Научные открытия не привели к расцвету науки в Китае или в Индии, потому что научное знание не было их высшей целью, а лишь средством духовного опыта. Виджняна, или конвенционное знание, которое было высшим уровнем у греков, для буддистских мыслителей – лишь ступень к праджне, которая должна быть снята. Виджняна, как и авидья (незнание), существует на уровне сансары, к преодолению которой устремлены помыслы. Таким образом, одна из причин невыделения науки в самостоятельную форму знания на Востоке заключается в том, что конечная цель понималась ими как духовное просветление, слияние с Абсолютом, что предполагало избавление от всякого формального знания во имя переживания своего единства с миром.

Надлогический метод означал интуитивное познание. Если для греков инструментом познания была аналитика, анализ и синтез, то для буддистских мыслителей – метод неаналитический: не расчленяя, целостно познать всеобщее. Быть татха – значит быть таким, каков ты есть; татхата означает мир, не расчлененный знаками, символами, каков он есть в действительности, воспринимаемый прямо, непосредственно, «так». Познать его можно особым состоянием ума. «Ничто» не имеет формы, поэтому его можно постичь только интуицией. Все это позволяет называть эту форму знания скорее Софией (как нередко переводится «праджня»), а не философией, ибо это не любовь к знаниям, а само знание.

Буддизм создал представление о мире как океане, не возникающем и не исчезающем, но в котором всё, словно волны, то появляется, то исчезает. С другой стороны, дальневосточный буддизм говорит о суверенном существовании каждой вещи в отдельности, о ее целостной природе. Океан (Абсолют) – это неизменное, вечное, но каждая капля мгновения конечна. В книге Ф.И.Щербатского можно встретить, казалось бы, противоречащие друг другу утверждения: «В вопросе о соотношении между собою целого и его частей буддизм становится на ту точку зрения, что мы можем приписывать действительное, истинное бытие только частям, но только таким частям, которые, в свою очередь, из частей не состоят. Как в куче зерна нет ничего более, кроме тех зерен, из которых она состоит. Только наша привычка, или ограниченность нашего познания, приписывает целому какое-то особое бытие» [7, с. 11–12]. И далее: «…как бы там ни было, перед нами картина мира, как волнующегося океана. Эта волнующаяся поверхность представляет собою, однако, не хаос, а повинуется многим законам причинности <…> Это учение о совместно-зависимом рождении элементов является самым центральным пунктом всего буддистского мировоззрения» [7, с. 68]. Получается, что, с одной стороны, существуют только отдельные элементы, с другой – существует только «волнующийся океан». Но иначе и быть не может, если постулируется принципиальная неделимость мира: каждая молекула есть микромир, Абсолют присутствует в каждой вещи в полной мере, а не в какой-либо ее части, «в зерне заключена Вселенная». Это делает каждую вещь неповторимой, а все вещи принципиально равными между собой.

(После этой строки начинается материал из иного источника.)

PR #54, opened 2021-09-08
Feature/specify geometry

### LINKED ISSUE #41: Agent geometry
## Use Case
It would be nice if users could specify geometry as either mesh file or PDB file URLs for each agent and have it saved in the .simularium data.

## Acceptance Criteria
Users can provide filenames for each agent type while using any Converter and have it saved in the .simularium data.

## Details
.simularium file format v3 includes "geometry" in `data["trajectoryInfo"]["typeMapping"]` (https://docs.google.com/document/d/1hxRQ1quZecX3Lo7WEDLN-MPU1Ebiiv6f9WKMt8i_8ZE) but users of simulariumIO cannot set these.

Users should be able to set a `display_type` and `url` for each agent in the `typeMapping`, `display_type` options are `SPHERE` (default), `MESH`, `PDB`, `CUBE`, `GIZMO`.

The documentation should say that only the first 100,000 geometry files will be loaded by the Viewer.

This should be added to each Converter.

blairlyons:
Problem
=======
Users can't specify geometry information to be saved in .simularium files
closes #41 

Solution
========
Add a `DisplayData` object to collect geometry information from users. When writing the type mapping for a .simularium file, use this info to create the geometry block within the type mapping.

All the different converters had different ways of collecting per-type information, previously just display names and radii. Sometimes the output files have them and sometimes they don't, sometimes the user could override it and sometimes not. To make things more consistent, I moved name and radius to `DisplayData` and updated all the converters.

Note: this change is breaking imo since a trajectoryInfo version of 3 currently does not load in the viewer.

## Type of change

Change summary:
---------------
* Added `DisplayData` object to store geometry (display type, url, and color) as well as display names and radii
* When the type mapping is created in `AgentData`, use `DisplayData` to add a geometry section to the type mapping
* Update the converter for each engine so users can use `DisplayData` to specify geometry as well as display names and radii
* Add a check that whenever it is specified, display_type is consistent with viz_type and n_subpoints
* Make default parameters for collections None
* Update tests, docs, and examples

Keyfiles:
-----------------------
1. simulariumio/constants.py - added `DISPLAY_TYPE` with the display options
2. simulariumio/cytosim/cytosim_agent_info.py - removed this object and replaced it with a more general `DisplayData` object that other converters can use
3. simulariumio/cytosim/cytosim_converter.py - update to use new `DisplayData` and set `AgentData`'s `display_data`
4. simulariumio/data_objects/agent_data.py - add `display_data` to hold geometry info, add display data to type mapping when it's generated in `get_type_ids_and_mapping()`, add reading display data in `from_buffer_data()`
5. simulariumio/data_objects/display_data.py - added `DisplayData` object to hold names, radii, and geometry data
6. simulariumio/file_converter.py - update files read in to v3, all the new fields are optional so don't need to add any defaults
7. simulariumio/mcell/mcell_converter.py - update to use new `DisplayData` and set `AgentData.display_data`
8. simulariumio/mcell/mcell_data.py - replace `display_names` with `display_data `
9. simulariumio/medyan/medyan_agent_info.py - removed this object and replaced it with a more general `DisplayData` object that other converters can use
10. simulariumio/medyan/medyan_converter.py - update to use new `DisplayData` and set `AgentData.display_data`
11. simulariumio/medyan/medyan_data.py - replaced `agent_info` with `display_data` to store `DisplayData` for each agent, use `agents_with_endpoints` list to specify agents to draw endpoints for
12. simulariumio/physicell/physicell_converter.py - update to use new `DisplayData` and set `AgentData.display_data`
13. simulariumio/physicell/physicell_data.py - replace `types` mapping with `display_data` to store DisplayData, and `phase_names` to store cell phase names
14. simulariumio/readdy/readdy_converter.py - update to use new `DisplayData` and set `AgentData.display_data`
15. simulariumio/readdy/readdy_data.py - replace `radii` with `display_data`
16. simulariumio/smoldyn/smoldyn_converter.py - update to use new `DisplayData` and set `AgentData.display_data`
17. simulariumio/smoldyn/smoldyn_data.py - replace `radii` and `display_names` with `display_data`
18. simulariumio/springsalad/springsalad_converter.py - update to use new `DisplayData` and set `AgentData.display_data`
19. simulariumio/springsalad/springsalad_data.py - replace 'display_names` with `display_data`
20. simulariumio/trajectory_converter.py - add `_check_types_match_subpoints()` function and check before creating the buffer format, increment trajectory info version to write


simulariumio/data_objects/display_data.py
```diff
@@ -0,0 +1,89 @@
...
+        Parameters
+        ----------
+        name : str
+            A string display name for this type of agent
+            Default: use names from simulator data if possible
+        radius : float (optional)
+            A float radius for rendering this agent.
+            For fibers, this is the thickness of the line
+            For default agents, this is the scale of the representation
+            Default : 1.0
```
meganrm, line 42: why isn't the default set in `__init__` for this? Is it handled somewhere else?

simulariumio/data_objects/trajectory_data.py
```diff
@@ -29,9 +29,9 @@ def __init__(
         self,
         meta_data: MetaData,
         agent_data: AgentData,
-        time_units: UnitData = UnitData("s"),
-        spatial_units: UnitData = UnitData("m"),
-        plots: List[Dict[str, Any]] = [],
+        time_units: UnitData = None,
+        spatial_units: UnitData = None,
+        plots: List[Dict[str, Any]] = None,
```
meganrm, line 34: is this change unrelated to the display data?

simulariumio/data_objects/agent_data.py
```diff
@@ -178,6 +186,13 @@ def get_type_ids_and_mapping(self) -> Tuple[np.ndarray, Dict[str, Any]]:
                     last_tid += 1
                     type_id_mapping[tn] = tid
                     type_name_mapping[str(tid)] = {"name": tn}
+                    if (
+                        tn in self.display_data
+                        and not self.display_data[tn].is_default()
+                    ):
+                        type_name_mapping[str(tid)]["geometry"] = dict(
+                            self.display_data[tn]
+                        )
```
meganrm, line 195: I don't understand why you're initializing with one default, (SPHERE) but then ignoring the data if only has a default. It seems like you could either have no defaults, and then you just check if the object is empty, or you could just write out default data if none is give so we don't have to to deal with optional data.

simulariumio/data_objects/display_data.py
blairlyons: yeah some of the converters use it as an override only if it has more than a default value, otherwise they use the value in the data. If it isn't specified in the data or here, it does default to 1.0 in the converters. I could set it to 1.0 here but it's harder to do the float comparison than a None check.

simulariumio/data_objects/trajectory_data.py
blairlyons: yeah this is part of "make default parameters for collections None" to prevent future bugs, if they default to e.g. `[]` there can be weirdness when using them.

simulariumio/data_objects/agent_data.py
blairlyons: yeah, I started out without the "FIBER" display_type and this is leftover from that. I just updated it to default to None and only output the display_type if it's been set to something else.

simulariumio/tests/converters/test_cytosim_converter.py
```diff
@@ -322,38 +336,49 @@
...
+                            1: DisplayData(name="motor complex", radius=0.02)
+                        },
                         position_indices=[3, 4, 5],
                     ),
                 },
             ),
             {
                 "trajectoryInfo": {
-                    "version": 2,
+                    "version": 3,
```
meganrm, line 381: it would be good to make a CURRENT_VERSION constant held in the general tests folder that you import to all these files so you don't have to edit each one each time we bump the version

simulariumio/tests/converters/test_cytosim_converter.py
```diff
@@ -384,11 +409,26 @@
...
+                        "0": {
+                            "name": "fiber1",
+                        },
+                        "1": {
+                            "name": "actin",
+                            "geometry": {
+                                "displayType": "FIBER",
+                                "color": "#ffc100",
+                            },
+                        },
```
meganrm, line 421: with this whole expected result, it seems like it would be good to have the same expected simularium file for all your tests, so that again, there are less changes you need to make when you update the format.

simulariumio/tests/converters/test_cytosim_converter.py
meganrm: you could even put it in here: https://github.com/allen-cell-animated/simulariumio/blob/main/simulariumio/__init__.py

and have a get_file_format_version. Or you could just put it in constants.py. either way, you shouldn't be writing it in every one of these files

simulariumio/file_converter.py
```diff
@@ -82,5 +82,8 @@ def update_trajectory_info_version(self, data: Dict[str, Any]) -> Dict[str, Any]
                 "fovDegrees": DEFAULT_CAMERA_SETTINGS.FOV_DEGREES,
             }
             data["trajectoryInfo"]["version"] = 2
```
meganrm, line 84: shouldn't this also now be v = 3?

С точки зрения традиционного буддистского мышления, ни целое не предшествует части, ни часть не предшествует целому;

«части» нет, есть «целое». Всё едино, всё есть огромный организм, самочувствие целого не может не сказаться на отдельных клетках, а самочувствие отдельной клетки – на состоянии всего организма. Это выражается в буддистской формуле: «Одно во всем, всё в одном». Строго говоря, к традиционной буддистской системе мышления неприложимо ни понятие части, ни понятие целого. По мнению Судзуки, принцип «одно во всем, и всё в одном» не поддается логическому обоснованию и доступен лишь мудрости – праджне, когда ум не прибегает ни к каким определениям [8, с. 315].

Буддистской системе мышления чуждо понятие части. Каждая вещь – микрокосм. Обладая относительной свободой, каждая вещь имеет свое назначение в системе, и если эту вещь расчленить, она потеряет свою природу. Все следует своей природе. А это значит следовать Середине, то есть достигать уравновешенности начал. Благодаря этому сохраняется порядок во Вселенной. А поскольку все находится в Дао, то гармония подвижна. В настоящее время идея «каждая вещь – микрокосм» считается совершенно доказанной с научной точки зрения.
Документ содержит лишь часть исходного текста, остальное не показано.